> **TASK ITEM**
The records that follow must be printed exactly as they are.

INPUT FOR THIS TASK: Begin

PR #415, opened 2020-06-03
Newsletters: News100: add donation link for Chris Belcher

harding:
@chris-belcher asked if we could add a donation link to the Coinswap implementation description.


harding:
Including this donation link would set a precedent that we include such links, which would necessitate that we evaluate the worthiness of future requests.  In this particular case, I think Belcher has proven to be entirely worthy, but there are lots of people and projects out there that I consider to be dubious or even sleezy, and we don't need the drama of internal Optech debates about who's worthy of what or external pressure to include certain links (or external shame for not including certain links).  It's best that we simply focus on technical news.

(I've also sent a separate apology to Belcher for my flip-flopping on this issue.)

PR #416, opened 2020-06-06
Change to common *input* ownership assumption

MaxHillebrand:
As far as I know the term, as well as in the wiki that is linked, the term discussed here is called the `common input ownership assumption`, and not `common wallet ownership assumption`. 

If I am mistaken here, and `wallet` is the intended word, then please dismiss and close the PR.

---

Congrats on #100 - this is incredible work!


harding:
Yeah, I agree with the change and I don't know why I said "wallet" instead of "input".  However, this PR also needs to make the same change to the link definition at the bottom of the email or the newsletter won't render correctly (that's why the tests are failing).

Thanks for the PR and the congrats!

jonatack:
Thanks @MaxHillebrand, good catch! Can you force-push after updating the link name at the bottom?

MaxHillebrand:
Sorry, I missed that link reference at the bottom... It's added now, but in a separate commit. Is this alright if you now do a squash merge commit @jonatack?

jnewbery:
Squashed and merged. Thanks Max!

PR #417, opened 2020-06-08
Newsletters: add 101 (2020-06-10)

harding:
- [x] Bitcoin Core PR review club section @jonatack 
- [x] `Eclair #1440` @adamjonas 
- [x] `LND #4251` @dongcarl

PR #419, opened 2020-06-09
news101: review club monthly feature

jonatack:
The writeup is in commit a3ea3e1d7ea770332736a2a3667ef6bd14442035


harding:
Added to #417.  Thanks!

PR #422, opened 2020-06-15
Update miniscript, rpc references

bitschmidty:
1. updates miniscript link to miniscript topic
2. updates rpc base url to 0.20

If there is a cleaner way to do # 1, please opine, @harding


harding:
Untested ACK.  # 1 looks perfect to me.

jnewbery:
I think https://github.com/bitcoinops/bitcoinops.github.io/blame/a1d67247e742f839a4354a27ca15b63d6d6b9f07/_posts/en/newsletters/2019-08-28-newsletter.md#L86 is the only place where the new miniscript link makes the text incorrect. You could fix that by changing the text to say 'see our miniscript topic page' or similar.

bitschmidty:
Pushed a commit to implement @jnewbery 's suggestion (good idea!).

INPUT FOR THIS TASK: End

> **ANSWER SPACE**
PR #415, opened 2020-06-03
Newsletters: News100: add donation link for Chris Belcher

harding:
@chris-belcher asked if we could add a donation link to the Coinswap implementation description.


harding:
Including this donation link would set a precedent that we include such links, which would necessitate that we evaluate the worthiness of future requests.  In this particular case, I think Belcher has proven to be entirely worthy, but there are lots of people and projects out there that I consider to be dubious or even sleezy, and we don't need the drama of internal Optech debates about who's worthy of what or external pressure to include certain links (or external shame for not including certain links).  It's best that we simply focus on technical news.

(I've also sent a separate apology to Belcher for my flip-flopping on this issue.)

PR #416, opened 2020-06-06
Change to common *input* ownership assumption

MaxHillebrand:
As far as I know the term, as well as in the wiki that is linked, the term discussed here is called the `common input ownership assumption`, and not `common wallet ownership assumption`. 

If I am mistaken here, and `wallet` is the intended word, then please dismiss and close the PR.

---

Congrats on #100 - this is incredible work!


harding:
Yeah, I agree with the change and I don't know why I said "wallet" instead of "input".  However, this PR also needs to make the same change to the link definition at the bottom of the email or the newsletter won't render correctly (that's why the tests are failing).

Thanks for the PR and the congrats!

jonatack:
Thanks @MaxHillebrand, good catch! Can you force-push after updating the link name at the bottom?

MaxHillebrand:
Sorry, I missed that link reference at the bottom... It's added now, but in a separate commit. Is this alright if you now do a squash merge commit @jonatack?

jnewbery:
Squashed and merged. Thanks Max!

PR #417, opened 2020-06-08
Newsletters: add 101 (2020-06-10)

harding:
- [x] Bitcoin Core PR review club section @jonatack 
- [x] `Eclair #1440` @adamjonas 
- [x] `LND #4251` @dongcarl

PR #419, opened 2020-06-09
news101: review club monthly feature

jonatack:
The writeup is in commit a3ea3e1d7ea770332736a2a3667ef6bd14442035


harding:
Added to #417.  Thanks!

PR #422, opened 2020-06-15
Update miniscript, rpc references

bitschmidty:
1. updates miniscript link to miniscript topic
2. updates rpc base url to 0.20

If there is a cleaner way to do # 1, please opine, @harding


harding:
Untested ACK.  # 1 looks perfect to me.

jnewbery:
I think https://github.com/bitcoinops/bitcoinops.github.io/blame/a1d67247e742f839a4354a27ca15b63d6d6b9f07/_posts/en/newsletters/2019-08-28-newsletter.md#L86 is the only place where the new miniscript link makes the text incorrect. You could fix that by changing the text to say 'see our miniscript topic page' or similar.

bitschmidty:
Pushed a commit to implement @jnewbery 's suggestion (good idea!).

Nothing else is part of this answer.